═════ EXTRACTED RECORDS

PR #5452, opened 2022-02-21
add EuroSAT prototype dataset

### LINKED ISSUE #5338: EuroSAT
cc @pmeier @bjuncek

Dbhasin1:
fixes #5338


.pre-commit-config.yaml
```diff
@@ -3,12 +3,17 @@ repos:
     rev: v4.0.1
     hooks:
       - id: check-docstring-first
+        language_version: python3
```
pmeier, line 6: Could you revert these? Not sure where this is coming from.

torchvision/prototype/datasets/_builtin/__init__.py
```diff
@@ -5,10 +5,11 @@
 from .coco import Coco
 from .cub200 import CUB200
 from .dtd import DTD
+from .eurosat import EuroSAT
 from .fer2013 import FER2013
 from .gtsrb import GTSRB
 from .imagenet import ImageNet
-from .mnist import MNIST, FashionMNIST, KMNIST, EMNIST, QMNIST
+from .mnist import EMNIST, FashionMNIST, KMNIST, MNIST, QMNIST
```
pmeier, line 12: Could you revert that? It looks like you are using `usort>=1.*`. Since I saw this on another PR as well, could you explain how you installed it?

torchvision/prototype/datasets/_builtin/eurosat.py
```diff
@@ -0,0 +1,51 @@
...
+from torchdata.datapipes.iter import IterDataPipe, Mapper
+from torchvision.prototype.datasets.utils import Dataset, DatasetConfig, DatasetInfo, HttpResource, OnlineResource
+from torchvision.prototype.datasets.utils._internal import hint_sharding, hint_shuffling
+from torchvision.prototype.features import EncodedImage, Label
+
+
+class EuroSAT(Dataset):
+    def _make_info(self) -> DatasetInfo:
+        return DatasetInfo(
+            "EuroSAT",
```
pmeier, line 12: For now, the canonical dataset names are all lower case

```suggestion
            "eurosat",
```

torchvision/prototype/datasets/_builtin/eurosat.py
```diff
@@ -0,0 +1,51 @@
...
+            ),
+        )
+
+    def resources(self, config: DatasetConfig) -> List[OnlineResource]:
+        url_root = "https://madm.dfki.de/files/sentinel"
+        data = HttpResource(
+            f"{url_root}/EuroSAT.zip",
+            sha256="8ebea626349354c5328b142b96d0430e647051f26efc2dc974c843f25ecf70bd",
+        )
+        return [data]
```
pmeier, line 33: Using an URL root makes the use case of multiple files from the same server more concise. With only one URL, it is not needed

```suggestion
        return [
            HttpResource(
                f"https://madm.dfki.de/files/sentinel/EuroSAT.zip",
                sha256="8ebea626349354c5328b142b96d0430e647051f26efc2dc974c843f25ecf70bd",
            )
        ]
```

torchvision/prototype/datasets/_builtin/eurosat.py
```diff
@@ -0,0 +1,51 @@
...
+
+    def _prepare_sample(self, data: Tuple[str, Any]) -> Dict[str, Any]:
+        image_path = data[0]
+        category = image_path.split("/")[-2]
+        buffer = data[1]
+        return dict(
+            label=Label.from_category(category, categories=self.categories),
+            path=image_path,
+            image=EncodedImage.from_file(buffer),
+        )
```
pmeier, line 43: [`pathlib`](https://docs.python.org/3/library/pathlib.html) can make this more readable

```suggestion
        path, buffer = data
        category = pathlib.Path(path).parent.name
        return dict(
            label=Label.from_category(category, categories=self.categories),
            path=path,
            image=EncodedImage.from_file(buffer),
        )
```

torchvision/prototype/datasets/_builtin/eurosat.py
```diff
@@ -0,0 +1,51 @@
...
+
+    def _make_datapipe(
+        self, resource_dps: List[IterDataPipe], *, config: DatasetConfig
+    ) -> IterDataPipe[Dict[str, Any]]:
+        images_dp = resource_dps[0]
+        images_dp = hint_sharding(images_dp)
+        images_dp = hint_shuffling(images_dp)
+        return Mapper(images_dp, self._prepare_sample)
```
pmeier, line 51: Nit: although you are correct that this is the images datapipe, it is also the only datapipe. Thus, there is no need to namespace it.

```suggestion
        dp = resource_dps[0]
        dp = hint_sharding(dp)
        dp = hint_shuffling(dp)
        return Mapper(dp, self._prepare_sample)
```

pmeier (commented):
Thanks a lot for the PR @Dbhasin1! I only have some style nit inline. Apart from that, we should also add a test for the dataset. To do that you add a

```py
@register_mock
def eurosat(info, root, config):
    ...
```

to the file `test/builtin_dataset_mocks.py`. The body of this function should generate mock data in the same structure of the original dataset, but with only a few samples. Luckily, we already have this functionality for the old dataset in

https://github.com/pytorch/vision/blob/c530b623a91238513a539da3791f6437bf3ce8fa/test/test_datasets.py#L2176-L2190

Thus, you only need to port this as well to the new architecture. Let me know if you face any issues with that.

.pre-commit-config.yaml
Dbhasin1: These were added by me to avoid getting errors as the one attached below whenever I made a commit
`An unexpected error has occurred: CalledProcessError: command: ('/home/dbhasin1/.conda/envs/vision-cpu/bin/python3.1', '-mvirtualenv', '/home/dbhasin1/.cache/pre-commit/repox5vbpbp2/py_env-python3.1', '-p', 'python3.1')
return code: 1
expected return code: 0
stdout:
    RuntimeError: failed to find interpreter for Builtin discover of python_spec='python3.1'
    
stderr: (none)`

torchvision/prototype/datasets/_builtin/__init__.py
Dbhasin1: I had some auto formatter enabled in vscode, that's how these changes were made. `save without formatting` seemed to work to get rid of these

test/builtin_dataset_mocks.py
```diff
@@ -10,13 +10,13 @@
 import pickle
 import random
 import xml.etree.ElementTree as ET
-from collections import defaultdict, Counter
```
pmeier, line 13: Please revert this as it has nothing to do with the PR. In general, you probably want to disable auto formatters that are not compatible with our code format.

test/builtin_dataset_mocks.py
```diff
@@ -1299,6 +1299,25 @@ def cub200(info, root, config):
     return num_samples_map[config.split]
 
 
+@register_mock
+def eurosat(info, root, config):
+    print("info", info)
```
pmeier, line 1304:
```suggestion
```

pmeier (commented):
Two minor things left. Otherwise LGTM when CI is green. Thanks a lot @Dbhasin1!

test/builtin_dataset_mocks.py
Dbhasin1: This change was actually made by the `ufmt` code formatter, which I used as specified in the contributing guide (see: https://github.com/pytorch/vision/blob/main/CONTRIBUTING.md#formatting). Should I still revert it?

pmeier: Yes, please. We need to fix the contribution guide to pin the right versions for the auto formatters. cc @NicolasHug 

@Dbhasin1 This change is made by `usort>=1.*`, but we are currently enforcing

https://github.com/pytorch/vision/blob/efb073682101e1f4f43e1f96a755f1e8ae6958ea/.pre-commit-config.yaml#L19

Would you be up to send a PR that changes the instruction to read `pip install ufmt==1.3.2 black==21.9b0 usort==0.6.4`?

Dbhasin1: sure @pmeier, I can do that

CONTRIBUTING.md
```diff
@@ -83,7 +83,7 @@ Instead of relying directly on `black` however, we rely on
 [ufmt](https://github.com/omnilib/ufmt), for compatibility reasons with Facebook
 internal infrastructure.
 
-To format your code, install `ufmt` with `pip install ufmt` and use e.g.:
+To format your code, install `ufmt` with `pip install ufmt==1.3.2 black==21.9b0 usort==0.6.4` and use e.g.:
```
pmeier, line 86: Could you send this patch in a separate PR given that it has nothing to do with the EuroSAT dataset?

pmeier (approved):
One minor thing left. Otherwise LGTM! Thanks a ton @Dbhasin1!

NicolasHug (approved):
stamping, thanks @Dbhasin1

══════════

WORK TASK | Copy each line in the data that holds the word "category".

TASK RESULT |
+        category = image_path.split("/")[-2]
+            label=Label.from_category(category, categories=self.categories),
        category = pathlib.Path(path).parent.name
            label=Label.from_category(category, categories=self.categories),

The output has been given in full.